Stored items
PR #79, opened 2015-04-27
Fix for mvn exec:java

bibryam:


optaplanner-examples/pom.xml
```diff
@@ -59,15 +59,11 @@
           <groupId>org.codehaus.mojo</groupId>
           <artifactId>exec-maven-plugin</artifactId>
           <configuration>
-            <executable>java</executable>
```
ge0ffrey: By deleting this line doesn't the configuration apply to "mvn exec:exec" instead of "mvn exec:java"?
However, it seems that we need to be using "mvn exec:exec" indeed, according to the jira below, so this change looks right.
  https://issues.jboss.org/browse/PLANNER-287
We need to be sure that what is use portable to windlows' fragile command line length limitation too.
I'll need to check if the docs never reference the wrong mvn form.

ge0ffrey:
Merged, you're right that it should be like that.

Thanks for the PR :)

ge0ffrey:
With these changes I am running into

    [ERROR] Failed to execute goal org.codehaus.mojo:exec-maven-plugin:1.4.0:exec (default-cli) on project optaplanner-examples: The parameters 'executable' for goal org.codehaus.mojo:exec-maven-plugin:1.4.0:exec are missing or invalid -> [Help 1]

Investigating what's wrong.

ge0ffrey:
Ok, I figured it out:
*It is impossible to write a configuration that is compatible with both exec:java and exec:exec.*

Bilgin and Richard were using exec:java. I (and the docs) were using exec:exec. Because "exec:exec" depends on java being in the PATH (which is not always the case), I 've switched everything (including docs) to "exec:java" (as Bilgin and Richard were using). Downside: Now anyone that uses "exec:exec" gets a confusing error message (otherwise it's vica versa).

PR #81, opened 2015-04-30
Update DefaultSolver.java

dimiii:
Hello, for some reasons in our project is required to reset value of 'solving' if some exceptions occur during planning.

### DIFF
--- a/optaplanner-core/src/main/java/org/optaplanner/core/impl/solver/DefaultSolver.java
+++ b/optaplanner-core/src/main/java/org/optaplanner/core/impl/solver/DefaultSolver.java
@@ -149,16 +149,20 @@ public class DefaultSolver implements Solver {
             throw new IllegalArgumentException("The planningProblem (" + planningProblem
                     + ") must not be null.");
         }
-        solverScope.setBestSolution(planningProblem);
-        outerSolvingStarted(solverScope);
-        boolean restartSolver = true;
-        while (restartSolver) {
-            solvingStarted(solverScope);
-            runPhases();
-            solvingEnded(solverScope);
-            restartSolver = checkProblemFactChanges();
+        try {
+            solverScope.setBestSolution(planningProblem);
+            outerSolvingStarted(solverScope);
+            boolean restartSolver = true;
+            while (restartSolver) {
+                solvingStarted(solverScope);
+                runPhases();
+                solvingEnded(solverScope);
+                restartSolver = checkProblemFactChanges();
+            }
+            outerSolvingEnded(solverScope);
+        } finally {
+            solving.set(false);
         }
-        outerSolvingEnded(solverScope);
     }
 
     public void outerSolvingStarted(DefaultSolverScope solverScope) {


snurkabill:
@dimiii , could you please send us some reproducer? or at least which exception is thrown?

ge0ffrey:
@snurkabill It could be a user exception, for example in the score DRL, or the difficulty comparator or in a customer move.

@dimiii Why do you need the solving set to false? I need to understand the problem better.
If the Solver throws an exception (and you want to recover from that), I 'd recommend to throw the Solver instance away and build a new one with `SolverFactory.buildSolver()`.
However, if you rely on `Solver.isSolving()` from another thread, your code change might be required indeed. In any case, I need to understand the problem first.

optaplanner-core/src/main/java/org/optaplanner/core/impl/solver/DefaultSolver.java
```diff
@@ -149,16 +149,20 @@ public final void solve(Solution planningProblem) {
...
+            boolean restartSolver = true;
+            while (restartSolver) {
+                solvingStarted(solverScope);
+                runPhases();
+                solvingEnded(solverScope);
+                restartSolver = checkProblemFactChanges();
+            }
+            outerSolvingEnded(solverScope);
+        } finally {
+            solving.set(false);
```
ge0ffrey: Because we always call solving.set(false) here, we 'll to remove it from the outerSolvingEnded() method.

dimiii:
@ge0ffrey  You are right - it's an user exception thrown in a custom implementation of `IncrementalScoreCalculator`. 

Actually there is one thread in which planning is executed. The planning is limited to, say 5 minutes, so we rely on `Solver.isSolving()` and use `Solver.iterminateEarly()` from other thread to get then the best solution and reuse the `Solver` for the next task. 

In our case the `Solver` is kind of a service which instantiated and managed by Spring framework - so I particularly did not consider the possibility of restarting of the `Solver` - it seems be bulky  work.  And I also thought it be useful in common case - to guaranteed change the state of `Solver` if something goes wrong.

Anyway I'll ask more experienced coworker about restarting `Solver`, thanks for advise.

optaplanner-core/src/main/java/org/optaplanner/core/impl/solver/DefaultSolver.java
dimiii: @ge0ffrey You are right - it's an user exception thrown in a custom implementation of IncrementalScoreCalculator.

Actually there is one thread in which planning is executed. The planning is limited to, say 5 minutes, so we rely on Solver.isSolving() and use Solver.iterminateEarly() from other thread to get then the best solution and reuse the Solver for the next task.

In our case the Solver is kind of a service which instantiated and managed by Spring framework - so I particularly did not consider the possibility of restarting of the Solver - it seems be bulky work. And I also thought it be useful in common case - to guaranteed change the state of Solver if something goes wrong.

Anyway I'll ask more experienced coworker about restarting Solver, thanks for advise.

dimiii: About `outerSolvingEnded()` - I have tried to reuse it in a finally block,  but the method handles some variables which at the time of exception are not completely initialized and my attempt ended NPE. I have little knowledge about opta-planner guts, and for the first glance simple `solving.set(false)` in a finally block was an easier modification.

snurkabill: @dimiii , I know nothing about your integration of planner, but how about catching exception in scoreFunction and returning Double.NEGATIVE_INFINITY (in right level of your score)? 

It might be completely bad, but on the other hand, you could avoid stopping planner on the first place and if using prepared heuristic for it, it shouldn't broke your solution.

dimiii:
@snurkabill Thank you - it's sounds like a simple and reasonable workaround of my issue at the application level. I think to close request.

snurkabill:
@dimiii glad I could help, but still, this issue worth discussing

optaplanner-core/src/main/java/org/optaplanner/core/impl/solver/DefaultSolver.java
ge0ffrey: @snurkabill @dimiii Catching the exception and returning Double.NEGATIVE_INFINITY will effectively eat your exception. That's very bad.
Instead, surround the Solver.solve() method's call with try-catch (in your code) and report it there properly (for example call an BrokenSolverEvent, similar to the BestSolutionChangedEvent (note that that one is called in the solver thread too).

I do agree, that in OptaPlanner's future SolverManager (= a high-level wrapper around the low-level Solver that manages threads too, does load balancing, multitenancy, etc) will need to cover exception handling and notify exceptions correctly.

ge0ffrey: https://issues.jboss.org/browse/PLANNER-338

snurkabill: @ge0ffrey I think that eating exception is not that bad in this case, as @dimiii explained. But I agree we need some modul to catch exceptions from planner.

▶ _What you need to do_: In the entries above, identify every line with the word "might". Copy those lines.

▶ _Written response_:
However, if you rely on `Solver.isSolving()` from another thread, your code change might be required indeed. In any case, I need to understand the problem first.
It might be completely bad, but on the other hand, you could avoid stopping planner on the first place and if using prepared heuristic for it, it shouldn't broke your solution.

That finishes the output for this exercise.